Assignment: In the material below, find each line with the word "suggestions" and list it.
[[ Data supplied open ]]
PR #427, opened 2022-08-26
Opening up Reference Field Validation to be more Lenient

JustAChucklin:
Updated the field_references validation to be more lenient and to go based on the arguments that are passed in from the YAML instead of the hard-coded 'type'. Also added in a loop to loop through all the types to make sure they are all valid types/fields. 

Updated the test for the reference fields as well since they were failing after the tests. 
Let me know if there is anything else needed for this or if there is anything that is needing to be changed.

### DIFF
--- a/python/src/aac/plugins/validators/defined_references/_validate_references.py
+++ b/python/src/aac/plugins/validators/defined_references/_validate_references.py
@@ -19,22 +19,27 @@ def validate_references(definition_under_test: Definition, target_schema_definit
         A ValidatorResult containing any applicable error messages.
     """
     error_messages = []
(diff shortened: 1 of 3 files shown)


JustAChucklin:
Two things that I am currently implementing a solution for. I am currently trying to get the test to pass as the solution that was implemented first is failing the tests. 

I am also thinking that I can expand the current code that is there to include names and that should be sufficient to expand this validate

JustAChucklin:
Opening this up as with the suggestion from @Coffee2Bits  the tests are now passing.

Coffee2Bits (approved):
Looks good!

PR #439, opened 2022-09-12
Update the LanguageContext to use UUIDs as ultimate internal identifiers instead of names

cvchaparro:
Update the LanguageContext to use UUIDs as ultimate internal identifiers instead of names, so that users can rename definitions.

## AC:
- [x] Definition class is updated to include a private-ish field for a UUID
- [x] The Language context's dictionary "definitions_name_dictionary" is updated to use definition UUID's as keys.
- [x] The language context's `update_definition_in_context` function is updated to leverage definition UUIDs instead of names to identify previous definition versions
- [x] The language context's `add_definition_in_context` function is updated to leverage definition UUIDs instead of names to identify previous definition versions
[[ Data supplied closed ]]
[[ Data supplied open ]]
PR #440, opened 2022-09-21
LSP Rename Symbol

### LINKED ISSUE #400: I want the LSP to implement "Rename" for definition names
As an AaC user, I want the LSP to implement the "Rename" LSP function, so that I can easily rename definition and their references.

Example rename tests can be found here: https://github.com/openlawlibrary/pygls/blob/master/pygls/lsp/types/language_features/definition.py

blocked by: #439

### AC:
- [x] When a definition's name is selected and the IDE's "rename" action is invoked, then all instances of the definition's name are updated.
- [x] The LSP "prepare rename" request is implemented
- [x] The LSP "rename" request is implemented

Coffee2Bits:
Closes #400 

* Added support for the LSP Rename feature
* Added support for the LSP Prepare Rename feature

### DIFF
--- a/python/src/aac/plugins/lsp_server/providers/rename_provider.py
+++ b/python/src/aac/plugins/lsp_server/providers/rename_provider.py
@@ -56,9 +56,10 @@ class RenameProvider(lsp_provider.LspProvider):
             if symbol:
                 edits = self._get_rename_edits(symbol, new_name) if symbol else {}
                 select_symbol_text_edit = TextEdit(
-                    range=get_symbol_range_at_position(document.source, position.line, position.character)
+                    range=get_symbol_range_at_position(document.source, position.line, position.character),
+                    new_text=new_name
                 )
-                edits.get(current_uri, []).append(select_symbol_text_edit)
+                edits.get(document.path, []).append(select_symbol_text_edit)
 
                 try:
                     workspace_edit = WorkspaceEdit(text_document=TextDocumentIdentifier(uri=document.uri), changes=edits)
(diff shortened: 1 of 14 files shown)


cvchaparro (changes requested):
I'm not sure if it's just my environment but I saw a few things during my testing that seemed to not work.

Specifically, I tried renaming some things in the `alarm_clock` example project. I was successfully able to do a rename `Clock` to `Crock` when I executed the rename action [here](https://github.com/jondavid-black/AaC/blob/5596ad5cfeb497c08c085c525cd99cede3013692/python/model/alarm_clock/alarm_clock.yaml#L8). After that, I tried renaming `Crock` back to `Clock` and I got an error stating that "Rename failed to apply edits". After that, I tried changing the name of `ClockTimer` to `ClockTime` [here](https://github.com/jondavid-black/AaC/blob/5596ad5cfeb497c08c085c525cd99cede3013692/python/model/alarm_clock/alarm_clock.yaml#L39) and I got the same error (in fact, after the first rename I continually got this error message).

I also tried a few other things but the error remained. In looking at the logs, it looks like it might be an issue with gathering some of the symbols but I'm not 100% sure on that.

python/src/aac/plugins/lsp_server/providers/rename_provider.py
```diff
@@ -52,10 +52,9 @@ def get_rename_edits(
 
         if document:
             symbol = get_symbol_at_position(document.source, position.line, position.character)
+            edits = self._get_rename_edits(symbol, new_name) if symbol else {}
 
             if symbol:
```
[[ Data supplied closed ]]
[[ Data supplied open ]]
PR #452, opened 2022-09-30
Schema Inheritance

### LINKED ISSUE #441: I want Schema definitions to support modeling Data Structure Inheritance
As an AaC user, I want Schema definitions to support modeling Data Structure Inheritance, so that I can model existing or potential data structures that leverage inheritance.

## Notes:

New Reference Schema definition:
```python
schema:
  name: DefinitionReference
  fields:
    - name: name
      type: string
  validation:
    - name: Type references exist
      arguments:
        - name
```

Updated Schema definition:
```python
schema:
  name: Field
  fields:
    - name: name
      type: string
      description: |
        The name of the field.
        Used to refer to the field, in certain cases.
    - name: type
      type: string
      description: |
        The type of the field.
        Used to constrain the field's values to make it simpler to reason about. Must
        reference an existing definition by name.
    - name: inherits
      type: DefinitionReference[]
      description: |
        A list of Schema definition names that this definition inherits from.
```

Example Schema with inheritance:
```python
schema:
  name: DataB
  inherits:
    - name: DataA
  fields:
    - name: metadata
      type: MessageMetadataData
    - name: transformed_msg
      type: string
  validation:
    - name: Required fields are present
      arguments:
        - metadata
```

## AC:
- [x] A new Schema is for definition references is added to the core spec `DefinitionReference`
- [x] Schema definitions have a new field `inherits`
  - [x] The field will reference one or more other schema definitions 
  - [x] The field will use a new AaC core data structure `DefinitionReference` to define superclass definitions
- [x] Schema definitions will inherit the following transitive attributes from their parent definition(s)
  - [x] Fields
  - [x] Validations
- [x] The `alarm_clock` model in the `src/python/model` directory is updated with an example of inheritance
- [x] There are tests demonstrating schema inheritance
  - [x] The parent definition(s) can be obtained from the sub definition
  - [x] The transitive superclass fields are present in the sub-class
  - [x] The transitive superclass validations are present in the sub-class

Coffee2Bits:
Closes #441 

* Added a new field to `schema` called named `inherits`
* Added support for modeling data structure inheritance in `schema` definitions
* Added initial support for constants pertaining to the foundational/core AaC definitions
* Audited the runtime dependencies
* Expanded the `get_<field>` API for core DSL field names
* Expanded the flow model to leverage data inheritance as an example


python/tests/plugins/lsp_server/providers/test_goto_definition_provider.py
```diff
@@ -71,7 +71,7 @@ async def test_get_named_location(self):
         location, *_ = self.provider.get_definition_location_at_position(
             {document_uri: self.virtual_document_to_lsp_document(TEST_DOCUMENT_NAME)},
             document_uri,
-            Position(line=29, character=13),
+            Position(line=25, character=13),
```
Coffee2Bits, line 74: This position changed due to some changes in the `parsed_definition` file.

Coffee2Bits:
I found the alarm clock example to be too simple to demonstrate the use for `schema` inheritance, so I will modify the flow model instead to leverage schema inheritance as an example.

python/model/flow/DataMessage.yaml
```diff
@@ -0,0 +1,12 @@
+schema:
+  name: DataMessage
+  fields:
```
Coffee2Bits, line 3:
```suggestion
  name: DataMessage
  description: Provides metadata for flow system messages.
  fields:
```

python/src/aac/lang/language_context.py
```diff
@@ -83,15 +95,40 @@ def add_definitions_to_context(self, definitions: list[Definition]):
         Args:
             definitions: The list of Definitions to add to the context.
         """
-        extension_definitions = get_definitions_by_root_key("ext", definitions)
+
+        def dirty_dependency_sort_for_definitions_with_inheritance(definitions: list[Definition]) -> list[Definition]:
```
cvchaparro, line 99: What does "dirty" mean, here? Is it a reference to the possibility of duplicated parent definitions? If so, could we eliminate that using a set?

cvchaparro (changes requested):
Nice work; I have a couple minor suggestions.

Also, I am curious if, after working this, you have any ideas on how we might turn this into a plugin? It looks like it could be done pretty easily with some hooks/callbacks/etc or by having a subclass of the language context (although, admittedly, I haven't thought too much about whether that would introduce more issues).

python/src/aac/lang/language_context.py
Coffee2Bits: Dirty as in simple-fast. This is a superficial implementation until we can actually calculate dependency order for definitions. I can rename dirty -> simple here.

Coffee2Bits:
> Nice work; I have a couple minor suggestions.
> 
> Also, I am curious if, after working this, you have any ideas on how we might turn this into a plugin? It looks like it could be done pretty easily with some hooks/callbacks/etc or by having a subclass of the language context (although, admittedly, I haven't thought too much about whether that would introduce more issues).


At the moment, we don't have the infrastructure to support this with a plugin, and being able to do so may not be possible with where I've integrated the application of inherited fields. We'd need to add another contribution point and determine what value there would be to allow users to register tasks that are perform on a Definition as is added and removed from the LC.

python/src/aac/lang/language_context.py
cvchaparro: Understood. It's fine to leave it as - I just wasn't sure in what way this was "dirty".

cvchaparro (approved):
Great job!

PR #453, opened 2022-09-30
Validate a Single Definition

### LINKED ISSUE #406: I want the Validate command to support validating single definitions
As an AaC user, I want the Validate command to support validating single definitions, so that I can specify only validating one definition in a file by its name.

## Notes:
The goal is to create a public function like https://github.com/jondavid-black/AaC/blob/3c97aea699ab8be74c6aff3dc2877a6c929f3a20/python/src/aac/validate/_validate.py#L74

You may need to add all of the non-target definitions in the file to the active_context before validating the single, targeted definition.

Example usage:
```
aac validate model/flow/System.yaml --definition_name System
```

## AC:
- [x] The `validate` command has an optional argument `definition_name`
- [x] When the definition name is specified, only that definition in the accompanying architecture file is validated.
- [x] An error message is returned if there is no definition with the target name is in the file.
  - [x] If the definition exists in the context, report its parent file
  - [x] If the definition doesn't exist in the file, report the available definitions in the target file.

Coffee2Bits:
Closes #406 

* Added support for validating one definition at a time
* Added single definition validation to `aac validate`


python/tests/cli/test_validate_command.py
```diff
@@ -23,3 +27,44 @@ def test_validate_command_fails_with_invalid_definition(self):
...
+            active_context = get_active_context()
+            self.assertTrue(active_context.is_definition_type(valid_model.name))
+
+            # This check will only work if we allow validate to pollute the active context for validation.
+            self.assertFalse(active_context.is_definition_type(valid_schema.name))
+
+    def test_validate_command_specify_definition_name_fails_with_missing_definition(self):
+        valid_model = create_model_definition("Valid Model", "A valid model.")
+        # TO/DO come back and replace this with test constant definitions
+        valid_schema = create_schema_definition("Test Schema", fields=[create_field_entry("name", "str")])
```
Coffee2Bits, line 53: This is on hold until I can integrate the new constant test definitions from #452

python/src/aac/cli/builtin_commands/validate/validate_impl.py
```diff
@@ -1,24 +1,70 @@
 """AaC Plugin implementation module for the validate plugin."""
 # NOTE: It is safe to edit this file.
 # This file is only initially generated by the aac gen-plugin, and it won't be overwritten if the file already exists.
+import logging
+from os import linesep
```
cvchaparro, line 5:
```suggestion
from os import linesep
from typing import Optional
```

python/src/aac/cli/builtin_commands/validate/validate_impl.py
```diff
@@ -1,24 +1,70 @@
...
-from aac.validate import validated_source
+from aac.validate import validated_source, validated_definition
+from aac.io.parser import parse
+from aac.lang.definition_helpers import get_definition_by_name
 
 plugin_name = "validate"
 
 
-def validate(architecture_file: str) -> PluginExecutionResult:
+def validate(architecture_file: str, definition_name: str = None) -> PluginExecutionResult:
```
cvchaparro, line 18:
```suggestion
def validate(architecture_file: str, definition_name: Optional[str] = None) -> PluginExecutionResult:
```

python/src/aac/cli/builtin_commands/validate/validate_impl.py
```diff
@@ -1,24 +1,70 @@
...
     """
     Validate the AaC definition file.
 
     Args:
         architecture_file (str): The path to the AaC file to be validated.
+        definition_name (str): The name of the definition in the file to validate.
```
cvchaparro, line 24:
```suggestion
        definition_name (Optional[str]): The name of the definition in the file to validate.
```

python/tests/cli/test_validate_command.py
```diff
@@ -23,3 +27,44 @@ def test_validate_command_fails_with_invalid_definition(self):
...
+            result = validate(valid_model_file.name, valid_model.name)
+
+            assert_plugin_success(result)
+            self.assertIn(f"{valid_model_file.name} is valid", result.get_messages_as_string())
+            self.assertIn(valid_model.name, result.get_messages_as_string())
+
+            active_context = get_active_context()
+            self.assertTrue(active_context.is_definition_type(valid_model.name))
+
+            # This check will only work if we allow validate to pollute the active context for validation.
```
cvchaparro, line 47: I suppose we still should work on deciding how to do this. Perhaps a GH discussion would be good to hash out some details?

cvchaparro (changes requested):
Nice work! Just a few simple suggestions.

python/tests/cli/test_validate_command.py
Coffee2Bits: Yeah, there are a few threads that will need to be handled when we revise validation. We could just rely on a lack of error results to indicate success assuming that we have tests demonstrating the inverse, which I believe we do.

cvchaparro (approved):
[[ Data supplied closed ]]
Answer space:
Nice work; I have a couple minor suggestions.
> Nice work; I have a couple minor suggestions.
Nice work! Just a few simple suggestions.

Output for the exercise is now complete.